Throwing out another idea: consider an intermediate step, of loading the .pyc file into memory as a flat chunk of bytes, but then be lazy about parsing out parts of it into full-fledged useful structures. That might give a substantial memory win in the common case while avoiding all the tricky issues raised by keeping some data in memory and some on disk.

larry · April 15, 2023, 7:52pm

I wouldn’t be at all surprised if I was out of date on SQLite. I’ve only glancingly used it, and not for years now.

If you’re reasonably conversant, let me ask: I remember reading once that SQLite’s on-disk format was
really just the log of all the SQL statements used to create the current state of the database, from the earliest CREATE DATABASE forwards. Was that ever true? Is the current on-disk format an efficient binary format?

And, blue-sky, ignoring for now other salient aspects of the discussion, and really just out of idle curiosity: do you think a SQLite database would be a reasonable solution for .pyc files in this day and age?

barry-scott · April 15, 2023, 8:34pm

Would be easy to prototype. Having sqlite defining the format opens up lots of possibilities for adding custom sections.

You could take the contents of a .pyc and put in to a sqlite .db and see what the size and access speed is like.
First with pure python then using sqlite’s C API - that is very nice BTW.

Oh and sqlite has a 20(?) year API stability guarantee .

larry · April 16, 2023, 4:32am

If we made CPython use SQLite for language-visible features, would that force MicroPython to ship SQLite too?

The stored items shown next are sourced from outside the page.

PR #2673, opened 2023-08-09
Fix mapping steps for Azure AD SCIM

jwitz:
Resolves https://github.com/astronomer/docs/pull/2673

### DIFF
--- a/astro/set-up-scim-provisioning.md
+++ b/astro/set-up-scim-provisioning.md
@@ -131,14 +131,27 @@ Complete the manual setup if you configured your existing Astro app without usin
     - **Provisioning mode**: Set to **Automatic**.
     - **Admin Credentials** > **Tenant URL**: Enter the **SCIM integration URL** including the Azure AD feature flag parameter.
     - **Secret Token**: Enter your Organization API token. 
-    - **Mappings**: Configure the following mappings:
+
+8. In **Mappings**, open the **Groups** mapping configuration.
+9. In **Target Object Actions**, tick the checkboxes for **Create**, **Update**, and **Delete**.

guido · April 16, 2023, 4:47am

What language visible features are you thinking of? The language doesn’t even assume a file system. The stdlib does, but micropython presumably doesn’t require one (it doesn’t support much of the stdlib).

larry · April 16, 2023, 5:33am

One blue-sky proposal is that lazily-loaded module attributes could use a SQLite database as its on-disk storage format. The proposal didn’t make it clear whether the feature would require, or expose, advanced features of SQLite; if it did, this would explicitly require other implementations to also depend on SQLite, which I suspect would be a hardship for MicroPython.